Rods are only required if your power requirements are high. Keep in mind 225TT rods are stronger than reg. 1.8T so unless you want crazy boost down low and/or are launcing it hard I am not sure you REQUIRE a rod upgrade. If using a high mileage motor and or are doing service this a a great time to do rods as added precaution. Keep in mind this kit eliminates all the fab work and addiitonal piping required to do a Garrett or otehr Kit. The APR kit replaces half the the engine bay and costs big $$$ and still strongly suggest doing rods.

This will be no where near the cost in my math to do a Garrett.


----------



## madmax199 (Oct 28, 2009)

G-radoT said:


> Rods are only required if your power requirements are high. Keep in mind 225TT rods are stronger than reg. 1.8T so unless you want crazy boost down low and/or are launcing it hard I am not sure you REQUIRE a rod upgrade. If using a high mileage motor and or are doing service this a a great time to do rods as added precaution.

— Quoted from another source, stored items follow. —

PR #499, opened 2019-10-14
BUG: fix broken decode in MetadataColumn[...]

ebolyen:
This should correct the issue encountered here: 
https://forum.qiime2.org/t/error-running-qiime2-studio-bad-request/11548

### DIFF
--- a/qiime2/core/type/primitive.py
+++ b/qiime2/core/type/primitive.py
@@ -419,12 +419,12 @@ class _MetadataColumn(_PrimitiveTemplateBase):
             raise TypeError("Unsupported type in field: %r"
                             % (field.get_name(),))
 
-    def decode(self, metadata):
+    def decode(self, value):
         # This interface should have already retrieved this object.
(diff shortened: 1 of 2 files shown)


qiime2/core/type/primitive.py
```diff
@@ -419,12 +419,12 @@ def validate_field(self, name, field):
             raise TypeError("Unsupported type in field: %r"
                             % (field.get_name(),))
 
-    def decode(self, metadata):
+    def decode(self, value):
         # This interface should have already retrieved this object.
-        if not self.is_element(metadata):
+        if not isinstance(value, metadata.MetadataColumn):
```
ebolyen: @thermokarst, realized I was overthinking it, this change gets 99% of the intention of the original implementation for basically no additional work.

Normal type-checking will handle the rest.

thermokarst: :sake: LGTM!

Keep in mind this kit eliminates all the fab work and addiitonal piping required to do a Garrett or otehr Kit. The APR kit replaces half the the engine bay and costs big $$$ and still strongly suggest doing rods.
> 
> This will be no where near the cost in my math to do a Garrett.


I would advise anyone to get the rods done, the whole point of getting the turbo is to make more power. I have bent rods with the stock turbo and E85, so the extra flow/power of the turbo could put the engine in that rod bearing territory. Be safe and do it right:thumbup:.


----------



## G-radoT (May 20, 2006)

madmax199 said:


> I would advise anyone to get the rods done, the whole point of getting the turbo is to make more power. I have bent rods with the stock turbo and E85, so the extra flow/power of the turbo could put the engine in that rod bearing territory. Be safe and do it right:thumbup:.


 AMEN to that. 
I think the same way and did: rods, OEM pistons, AEB head, decked, 1st over and tanked. Whats a few hundred extra to do it right? I'm not much of a gambler. I have a GT2871R ready to go in but the F23 interests me if it is ever available in a longitudinal setup as I will not have to change a bunch of piping etc... Injectors, software, pump, TT MAF housing all stay the same.


----------



## omerkm1 (Feb 23, 2010)

G-radoT said:


> AMEN to that.
> I think the same way and did: rods, OEM pistons, AEB head, decked, 1st over and tanked. Whats a few hundred extra to do it right? I'm not much of a gambler. I have a GT2871R ready to go in but the F23 interests me if it is ever available in a longitudinal setup as I will not have to change a bunch of piping etc... Injectors, software, pump, TT MAF housing all stay the same.



this

I want to go faster but dont really want to rip the car apart for a true BT set up. Plus, for autox and DD, the quicker spooling turbo along with pretty good flow makes this almost the best of both worlds.


----------



## G-radoT (May 20, 2006)

omerkm1 said:


> this
> 
> I want to go faster but dont really want to rip the car apart for a true BT set up. Plus, for autox and DD, the quicker spooling turbo along with pretty good flow makes this almost the best of both worlds.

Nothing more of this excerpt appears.